If you want to understand this code, you should first understand the forward
code. Here are some points to understand how this works:
First, understand the difference between the patch of size patchH by
patchW, which is the basic patch size that is related to the blockDim.x,
and the padded patch size ppatchH and ppatchW, where:
ppatchH = patchH + kH - 1
ppatchW = patchW + kW - 1.
In the forward pass, we dealt with a patch of output and a padded patch of
input. In this backward-pass code, when computing the `grad_input` we deal
with a patch of input and a padded patch of output (this ensures that
different thread-blocks write to distinct patches of `grad_input`).
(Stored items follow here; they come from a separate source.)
PR #6331, opened 2025-12-26
[espnet3-14] Add integration test

Masao-Someki:
## What did you change?
                                                                                                                             
  - Added an espnet3 integration test in CI and introduced TEMPLATE/mini_an4 ASR example configs, scripts, and dataset       
    generation code.                                                                                                         
  - Added jiwer as a dependency for the scoring stage.                                                                       
  - Moved the mini_an4 dataset archive to egs2 to avoid using egs.                                                           

  ## Why did you make this change?
                                                                                                                             
  - To validate espnet3 end‑to‑end behavior via a reproducible CI integration test.                                          
  - To declare the dependency required for scoring.                                                                          
  - To align with the policy of using egs2 instead of egs.                                                                   

                                                                                                           
  ## Is your PR small enough?                                                                                                
                                                                                                                             
  no                                                                                                                         
  (more than 20 files changed, because it includes TEMPLATE directory.) 
                                                                                             
  ## Additional Context                                                                                                      
                                                                                                                             
  - egs2/mini_an4/asr1/downloads.tar.gz is a binary update.

This PR should be merged after #6329.

* #6133
* #6327
* #6328
* #6329

PR #6329, opened 2025-12-24
[espnet3-13] Add logging utils

Masao-Someki:
## What did you change?

Added logging utility and attached loggers.

---

## Why did you make this change?

To enhance the logging feature of espnet3.

---

## Is your PR small enough?

yes, 18 files and -600 line edits.

---

## Additional Context

This PR should be merged after #6328.

* #6133
* #6323
* #6328

PR #6338, opened 2026-01-16
[espnet3-15] Add publication stage

Masao-Someki:
## What did you change?

Added the following stage for the publication
- `pack_model`: create a directory for uploading model into HF hub.
- `upload_model`: Upload model to HF hub.

---

To easily share the experimental results.

---

## Is your PR small enough?

Yes, it is 12 file changes with 808 additions after the #6331 has merged.

---

## Additional Context

This PR should be merged after #6331.

* #6133
* #6327
* #6328
* #6329
* #6331


Masao-Someki:
I have uploaded the model from integration test and it looks like this
https://huggingface.co/ms180/mini_an4_integration_test

Masao-Someki:
@sw005320 This PR is ready for review.

If we set the `HF_TOKEN` as a secret and attach the `test_upload` label, the integration test will trigger the `upload_model` stage. This will create the `espnet3/CI_mini_an4_training_asr_transformer` repository. I’ve currently tested this using my own account [here](https://huggingface.co/ms180/CI_mini_an4_training_asr_transformer/tree/main)

An additional integration test has been added to verify that the packaged model works correctly with the `InferenceModel` class (`ci/test_integration_espnet3_publication_check.py`).

~I also noticed an issue with the README in the Hugging Face Space, and I’ll address that bug shortly.~ -> Done

espnet3/publication/inference_model.py
```diff
@@ -0,0 +1,494 @@
...
+            }
+            try:
+                batch_result = self.runner_cls.forward(
+                    index_list,
+                    dataset=dataset,
+                    model=self.model,
+                    input_key=self.input_key,
+                    output_fn=self.output_fn,
+                )
+            except (TypeError, NotImplementedError, RuntimeError):
```
popcornell: This is maybe too aggressive error catching for me. 

Maybe you can do: 

```python
except (TypeError, NotImplementedError) as e:
    logger.debug(
        "Runner does not support batched inference; falling back to per-sample.",
        exc_info=True,
    )
    batch_result = None
except RuntimeError as e:
    logger.warning(
        "Batched inference raised RuntimeError (%s); falling back to per-sample. "
        "This may indicate CUDA OOM or a shape mismatch.",
        e,
    )
    batch_result = None
```

even better if you can break it up in 3 types of error by catching CUDA OOM expliocitly.

espnet3/utils/publication_utils.py
```diff
@@ -0,0 +1,628 @@
...
+    lines = []
+    for line in template.splitlines():
+        keys = pattern.findall(line)
+        if keys and any(not safe.get(k, "") for k in keys):
+            continue
+        lines.append(line)
+    return Template("\n".join(lines)).safe_substitute(safe)
+
+
+def _write_meta(
```
popcornell, line 510: For future & backward compatibility we can add a "schema_version" key. 
And then in from_packed we can control for the schema_version:

```python
schema = int(meta.get("schema_version", 0))
if schema == 0:
    # treat as legacy / pre-versioned; allow but warn
elif schema == 1:
    # current code path
else:
    raise ValueError(
        f"Bundle was produced by a newer pack_model (schema_version={schema}) "
        f"than this installation supports. Upgrade espnet3."
    )
```

jctian98:
My general comment is to include a version/GitHub commit ID for the model you publish. The codebase would be updated, and sometimes some old models cannot be reproduced with the new code. By recording a commit ID, users can at least find an old but runnable code example.

Masao-Someki:
Thank you @jctian98 , I added git-related items and the sample repository has updated [here](https://huggingface.co/ms180/CI_mini_an4_training_asr_transformer)

It has git origin, branch, commit id now.

egs3/mini_an4/asr/conf/publication.yaml
```diff
@@ -0,0 +1,10 @@
+
+pack_model:
+  include:
+    - ${recipe_dir}/src
+    - ${data_dir}/**/bpe.model
+    - ${data_dir}/**/bpe.vocab
+    - ${data_dir}/**/tokens.txt
+
+upload_model:
+  hf_repo: ms180/CI_mini_an4_training_asr_transformer
```
Fhrozen: Is this a test repo? should be left blank or parsed as required.

egs3/TEMPLATE/asr/src/hf_model_repo_readme_template.md
```diff
@@ -0,0 +1,66 @@
+---
+tags:
+- espnet
+- ${task}
```
Fhrozen: You can also find the `corpus` tag.

egs3/TEMPLATE/asr/src/hf_model_repo_readme_template.md
```diff
@@ -0,0 +1,66 @@
...
+language: ${lang}
+license: ${license}
+---
+
+# ESPnet3 ${task} model
```
Fhrozen: I am not sure if you are using the whole name (as HF-task like automatic speech recognition) or the abbrevation (as ESPnet-task like ASR)

Fhrozen (approved):
LGTM, minor comments

Fhrozen (approved):

.github/workflows/ci_on_ubuntu.yml
```diff
@@ -311,6 +320,45 @@ jobs:
...
+      github.event.pull_request.draft == false
+    env:
+      ESPNET3_PUBLICATION_TEST_UPLOAD: ${{ needs.process_labels.outputs.test_upload }}
+      HF_TOKEN: ${{ secrets.HF_TOKEN }}
+    steps:
+      - uses: actions/checkout@master
+      - uses: actions/cache@v5
+        with:
+          path: ~/.cache/pip
+          key: ${{ runner.os }}-pip-publication-3.10-2.9.1-${{ hashFiles('**/pyproject.toml') }}-${{ hashFiles('**/Makefile') }}
```
sw005320: This information is hard-coded.
If it is necessary, it is fine.
We (developers) need to take care of it.

espnet3/utils/publication_utils.py
```diff
@@ -0,0 +1,632 @@
...
+    """
+    pack_cfg = publication_config.pack_model
+
+    recipe_root = Path(training_config.recipe_dir).resolve()
+
+    # Create (or recreate) the output directory
+    exp_dir = Path(training_config.exp_dir)
+    out_dir = Path(getattr(pack_cfg, "out_dir", exp_dir / "model_pack"))
+    if out_dir.exists():
+        shutil.rmtree(out_dir)
```
popcornell, line 577: is there some mechanism that will prevent some stupid user (like me) to put by mistake out_dir = my training run and lose everything ?

espnet3/utils/publication_utils.py
```diff
@@ -0,0 +1,632 @@
...
+    out_dir: Path,
+    recipe_root: Path,
+) -> tuple[Path, Path]:
+    """Validate a named artifact and return its (src, dst) path pair.
+
+    Called by ``pack_model`` before copying each entry in ``pack_cfg.files``
+    and ``pack_cfg.yaml_files``. Raises if the source is missing or lives
+    outside the recipe root.
+    """
+    src = Path(src_path)
```
popcornell, line 109: will the artifact always be under recipe root ? 
What if one uses some huggingface downloaded model in their recipe ? How that is handled ? It is not put into ~/.cache/huggingface ? I am thinking e.g. codecs or tokenizers.

espnet3/utils/publication_utils.py
```diff
@@ -0,0 +1,632 @@
...
+
+    _write_meta(out_dir, files=files, yaml_files=yaml_files)
+    logger.info("Packed model to %s", out_dir)
+    return out_dir
+
+
+def _run(cmd: list[str], cwd: Path | None = None) -> str:
+    """Run a subprocess command and return stdout.
+
+    Used by ``upload_model`` to invoke ``huggingface-cli`` for repo creation
```
popcornell: stderr and stout is captured here no ? 
Is the user informed of the process is ongoing ? cos it may take some time. 
Maybe we can call in upload_model before this run: logger.info("uploading %s -> %s", pack_dir, repo)

egs3/TEMPLATE/asr/conf/publication.yaml
```diff
@@ -0,0 +1,75 @@
...
+    # These patterns are applied while copying `${exp_dir}` and any included
+    # directories.
+    - inference
+    - inference_*
+    - last.ckpt
+    - "**/step*.ckpt"
+    - "**/*.log"
+    - "**/tensorboard/**"
+    - "**/wandb/**"
+  files:
```
popcornell: files overrides exclude right ? because exclude will skip last.ckpt

egs3/TEMPLATE/asr/src/hf_model_repo_readme_template.md
Masao-Someki: It is the task name from espnet, so it is a shortened version.

.github/workflows/ci_on_ubuntu.yml
Masao-Someki: Thank you, we don't need to stick to this version. I will fix this part

espnet3/utils/publication_utils.py
Masao-Someki: That's right, it can happen in the current code!
I will add warning or additional flag that accept override or removal

egs3/TEMPLATE/asr/src/hf_model_repo_readme_template.md
Masao-Someki: The ${task} placeholder is resolved by `_infer_task_name()` in espnet3/utils/publish.py, for example, `espnet3.systems.asr.ASRTask` becomes `asr`.
If task is not set in the config, it falls back to the recipe directory
 (e.g. "asr").

egs3/TEMPLATE/asr/src/hf_model_repo_readme_template.md
Masao-Someki: Good idea, thanks!

egs3/mini_an4/asr/conf/publication.yaml
Masao-Someki: Thanks, and this is a test repo.
I will move it to espnet/

espnet3/utils/publication_utils.py
Masao-Someki: > will the artifact always be under recipe root ?

That was my understanding, but you're right, in practice external files can be used..! Like a pretrained model on a shared cluster, or a tokenizer from a shared directory.

I'm thinking of adding a warning if `pack_model` detects an external path, it will warn the user that the directory structure may not be preserved as expected, and suggest using a symlink under the recipe directory instead. 
Since if we have symlinks during packing dirs, the actual files will be copied and the structure under the link will be preserved correctly.

egs3/TEMPLATE/asr/conf/publication.yaml
Masao-Someki: Yes, I added a comment on the config

espnet3/utils/publication_utils.py
Masao-Someki: Thanks, I added the logging and now stderr/out will be visible!

Masao-Someki:
@Fhrozen Thank you! All CI has passed!!

Masao-Someki:
@sw005320 I think we can merge this PR if this looks ok to you!
The next PR is #6342, which adds the demo stage!

egs3/TEMPLATE/asr/conf/publication.yaml
```diff
@@ -0,0 +1,91 @@
...
+# registered as a named artifact in `meta.yaml` (step 2). Without the
+# exclude, `last.ckpt` would be copied twice to the same destination.
+#
+# `inference_dir` inside this block is used only to find the `metrics.json`
+# written by the `measure` stage for the bundled README and result summary.
+pack_model:
+  out_dir: ${exp_dir}/model_pack
+  allow_overwrite: false
+  inference_dir: ${inference_dir}
+  readme: egs3/TEMPLATE/asr/src/hf_model_repo_readme_template.md
```
sw005320: Please use the relative path or whatever to avoid  `egs3/TEMPLATE/asr`

egs3/TEMPLATE/asr/conf/publication.yaml
sw005320, line 1: avoid having a task (system) name dependency (e.g., `asr`) as much as possible

egs3/TEMPLATE/asr/conf/publication.yaml
```diff
@@ -0,0 +1,91 @@
...
+    - inference_*
+    - last.ckpt        # excluded from bulk copy; registered via `files` below
+    - "**/step*.ckpt"
+    - "**/*.log"
+    - "**/tensorboard/**"
+    - "**/wandb/**"
+  files:
+    # Named artifacts appear in `meta.yaml` and can be resolved by
+    # `InferenceModel.from_packed(...)`. `exclude` does not apply here.
+    asr_model_file: ${exp_dir}/last.ckpt
```
sw005320: Does this has to be `asr_`?
Can we use `model_file`?

This avoid to add dependencies of the task/system

egs3/TEMPLATE/asr/src/hf_model_repo_readme_template.md
```diff
@@ -0,0 +1,68 @@
+---
+tags:
+- espnet
+- ${task}
+- ${corpus}
+language: ${lang}
+license: ${license}
+---
+
+# ESPnet3 ${task} model
```
sw005320: task? system?
I'm confised

egs3/TEMPLATE/asr/src/hf_model_repo_readme_template.md
```diff
@@ -0,0 +1,68 @@
...
+
+${description}
+
+## Model
```
sw005320, line 14: - Total number of parameters
- Total number of "learnable" parameters

egs3/TEMPLATE/asr/src/hf_model_repo_readme_template.md
sw005320, line 1: The path/filename is redundant.
This is under the template directory. Why you need to add the `template` as a filename again?

sw005320: what does `repo` mean?

espnet3/publication/inference_model.py
sw005320, line 1: This requires other people to check it.
@Masao-Someki, please contact the main developers (e.g., @popcornell, @jctian98, etc.) to confirm this interface would be good for the other tasks/systems.

espnet3/utils/publication_utils.py
sw005320, line 1: I leave the detailed reviews to others, but please make sure each function goes through testing.

egs3/TEMPLATE/asr/conf/publication.yaml
Masao-Someki: Thank you!
This was for espnet2 models, so I removed from the TEMPLATE!

egs3/TEMPLATE/asr/conf/publication.yaml
Masao-Someki: Thank you, this part should use the recipe_dir!

egs3/TEMPLATE/asr/src/hf_model_repo_readme_template.md
Masao-Someki: Thank you, this should be system, and I will remove task.. For espnet2 models, we will define task in the config and it will be included as system.

egs3/TEMPLATE/asr/src/hf_model_repo_readme_template.md
Masao-Someki: Thank you, I will try to include model information as much as possible!
Currently I will update this PR to include:

  - total number of parameters
  - number of learnable params
  - non-trainable params
  - model size
  - dtype composition
  - model class
  - model repr (print(model) with details, which the UI can be expanded with click)

egs3/TEMPLATE/asr/src/hf_model_repo_readme_template.md
Masao-Someki: The filename originally tried to indicate that this README is for a Hugging
  Face model repo, but that is redundant under the template directory. I will
  rename it to `hf_model_readme.md`

sw005320, line 1: Is it duplicated?

egs3/TEMPLATE/asr/src/hf_model_repo_readme_template.md
sw005320: @Masao-Someki, we can delegate this to the others.

egs3/TEMPLATE/asr/src/hf_model_repo_readme_template.md
sw005320: @Masao-Someki, if it is solved, we can merge this PR.
Please discuss https://github.com/espnet/espnet/pull/6338#discussion_r3263056125 with the other team members and make a follow up PR

egs3/TEMPLATE/asr/conf/publication.yaml
```diff
@@ -0,0 +1,83 @@
...
+    - last.ckpt
+    - "**/step*.ckpt"
+    - "**/*.log"
+    - "**/tensorboard/**"
+    - "**/wandb/**"
+
+##########################################################
+#                  UPLOAD MODEL SETTING                  #
+##########################################################
+# Upload requires `huggingface-cli` and a valid Hugging Face login.
```
popcornell: huggingface-cli is deprecated. Should we still use it or move to hf command ?

Masao-Someki:
I just found one bug and I will update it. When we have symlink to very different directory (out of the recipe directory) it causes issue when resolving path..
I already fixed it, so I will update the `publication_utils.py` and will fix corresponding unit test.

espnet3/utils/publication_utils.py
Masao-Someki: image

I just tested this publication stage and it works well when we already have the directory.

egs3/TEMPLATE/asr/src/hf_model_repo_readme_template.md
Masao-Someki: Oh I will remove it, thank you! (It should be removed...)
Also I will check the additional items with others.

egs3/TEMPLATE/asr/conf/publication.yaml
Masao-Someki: You're right, let me change the instruction comment!!

espnet3/utils/publication_utils.py
```diff
@@ -0,0 +1,751 @@
...
+    README. Checks ``inference_dir`` on each provided config in priority order
+    (publication → metrics → inference) and returns the first ``metrics.json``
+    found.
+
+    """
+    for cfg in (publication_config, metrics_config, inference_config):
+        inference_dir = getattr(cfg, "inference_dir", None) if cfg else None
+        if not inference_dir:
+            continue
+        matches = list(Path(inference_dir).rglob("metrics.json"))
```
popcornell: do we have to use rglob here ? don t we know the path ? isnt the path simply inference_dir / metrics.json ?

espnet3/utils/publication_utils.py
popcornell: I think now is better but we should still check that the directory is a valid pack)model directory. 
E.g. it contains meta.yaml. 

I used claude for this snippet: 
```
if out_dir.exists():
    if not getattr(pack_cfg, "allow_overwrite", False):
        raise RuntimeError(
            f"out_dir already exists: {out_dir}. "
            "Set pack_model.allow_overwrite: true to overwrite."
        )
    _assert_safe_to_overwrite(out_dir, exp_dir=exp_dir, recipe_root=recipe_root)
    shutil.rmtree(out_dir)
out_dir.mkdir(parents=True)
```

```
def _assert_safe_to_overwrite(
    out_dir: Path, exp_dir: Path, recipe_root: Path
) -> None:
    """Refuse to rmtree anything that isn't clearly a prior pack output."""
    resolved = out_dir.resolve()

    # 1) Never follow a symlink — rmtree would delete the link's target.
    if out_dir.is_symlink():
        raise RuntimeError(f"Refusing to overwrite a symlink: {out_dir}")

    # 2) Never delete critical roots or an ancestor of the experiment.
    protected = {
        Path("/").resolve(),
        Path.home().resolve(),
        Path.cwd().resolve(),
        exp_dir.resolve(),
        recipe_root.resolve(),
    }
    if resolved in protected or resolved in exp_dir.resolve().parents:
        raise RuntimeError(
            f"Refusing to delete {out_dir}: protected or parent directory. "
            "Set pack_model.out_dir to a dedicated pack directory."
        )

    # 3) The real safeguard: only overwrite a directory we produced.
    #    Every pack_model() output contains meta.yaml (see _write_meta).
    if not (resolved / "meta.yaml").is_file():
        raise RuntimeError(
            f"Refusing to overwrite {out_dir}: it doesn't look like a previous "
            "pack_model() output (no meta.yaml). Delete it manually if intended."
        )
```

egs3/TEMPLATE/asr/conf/publication.yaml
popcornell: what about using the python library ? HfApi ? instead of subprocess and then running commands ?

espnet3/utils/publication_utils.py
```diff
@@ -0,0 +1,765 @@
...
+    try:
+        api.repo_info(repo_id=repo, repo_type="model")
+        return True
+    except RepositoryNotFoundError:
+        return False
+    except Exception as exc:
+        raise RuntimeError(f"Failed to check repo existence for {repo}: {exc}") from exc
+
+
+def upload_model(system) -> None:
```
popcornell, line 683: is there a way to upload a private model ?

espnet3/utils/publication_utils.py
```diff
@@ -0,0 +1,765 @@
...
+        system: ESPnet3 system instance with ``publication_config``.
+
+    Raises:
+        RuntimeError: If required config values are missing or upload fails.
+
+    Examples:
+        >>> upload_model(system)
+    """
+    publication_cfg = system.publication_config
+    repo = publication_cfg.upload_model.hf_repo
```
popcornell: can we check 

if not repo or repo == "yourname/your-model-repo": raise RuntimeError("Set publication.upload_model.hf_repo to your repo.")

Because otherwise it throws a weird error if the user does not change it

espnet3/utils/publication_utils.py
```diff
@@ -0,0 +1,765 @@
...
+    """Check if a Hugging Face model repo exists.
+
+    Used by ``upload_model`` before uploading to decide whether to create
+    the repo first via ``hf repos create``.
+
+    """
+    try:
+        from huggingface_hub import HfApi
+        from huggingface_hub.utils import RepositoryNotFoundError
+    except Exception as exc:
```
popcornell: HfHubHTTPError ?

popcornell:
As far as I understand, right now, if we run recipe e2e it tries to publish the model but it fails if we do not pass `--publication_config` right ? 
I am wondering if it is just better to raise a warning like publication stage skipped, in order to publish model you need to pass --publication_config etc etc. You can resume publication by etc etc

espnet3/utils/publication_utils.py
Masao-Someki: Thanks, removed!!

Masao-Someki:
@popcornell 
> As far as I understand, right now, if we run recipe e2e it tries to publish the model but it fails if we do not pass --publication_config right ?

It is slightly different. If not enough config is provided for the requested stages, run.py will raise error and stop processing.
You can check the [TEMPLATE/asr/run.py](https://github.com/Masao-Someki/espnet/blob/2be2f5413827a7c3107253256206c0f5916393fb/egs3/TEMPLATE/asr/run.py#L174-L199)

I think one way is we can remove publication stages from the default stage list (which runs with `--stages all`)

espnet3/utils/publication_utils.py
Masao-Someki: Thank you!
I added error when we got issue with uploading. This can happen when token might be wrong, people might push to someone else's repo (by mistakenly not updating from default config) etc

espnet3/utils/publication_utils.py
Masao-Someki: I changed to the python library, which has the private repo access.
So now we can add it in config like:

```
upload_model:
  hf_repo: yourname/your-model-repo
  private: false
```

sw005320:
@Masao-Someki, can you check this error?
It seems reproducible.

sw005320:
https://github.com/espnet/espnet/actions/runs/27015525556/job/79972055726?pr=6338

Masao-Someki:
The CI has passed. If this looks good to @sw005320, let's merge and move on to espnet3-16!

I found a bug in the espnet3-16 implementation, so I'll fix it along with any review feedback.

sw005320:
Thanks, @Masao-Someki!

But this
approach is not sufficient to update `grad_pos_add` and `grad_pos_mul`,
because it's possible for elements of the zero-padding of `input` to
contribute to `grad_pos_add` and `grad_pos_mul`. So when computing the
gradients for those quantities, we actually use a padded input patch and an
un-padded output patch. This requires that we load into shared memory the
padded versions of both input and grad_output.
Template args:
scalar_t: the floating-point type, e.g. float, double, maybe half.
Args:
input [in]: input image, shape (N, 2*C, H, W)
pos_add [in]: positional encoding, additive part, shape (C, kH, kW)
pos_mul [in]: positional encoding, multiplicative part, shape (C, kH, kW)
grad_output [in]: the gradient w.r.t. the output of the forward pass, shape (N, C, H, W)
grad_input [out]: the gradient w.r.t. the input, of shape N, 2*C, H, W
grad_pos_add [out]: the gradient w.r.t. pos_add, indexed [block][c][kh][kw],
of shape num_blocks, C, kH, kW,
where `block` is an index we'll later sum over, that corresponds to
the identity of the thread-block (except, not including the channel
dimension == gridDim.x). So, block == blockIdx.z * gridDim.y + blockIdx.y,
and num_blocks == gridDim.y * gridDim.z.
grad_pos_mul [out]: the gradient w.r.t. pos_mul, like grad_pos_add above.
patchH: the height of the patch size this kernel operates on (prior to padding)
patchW: the width of the patch size this kernel operates on (prior to padding)
threads_per_pixel: the number of threads assigned to compute each pixel
of grad_input. Require patchH * patchW * threads_per_pixel <= blockDim.x
and threads_per_pixel must be a power of 2 in the interval [1,32].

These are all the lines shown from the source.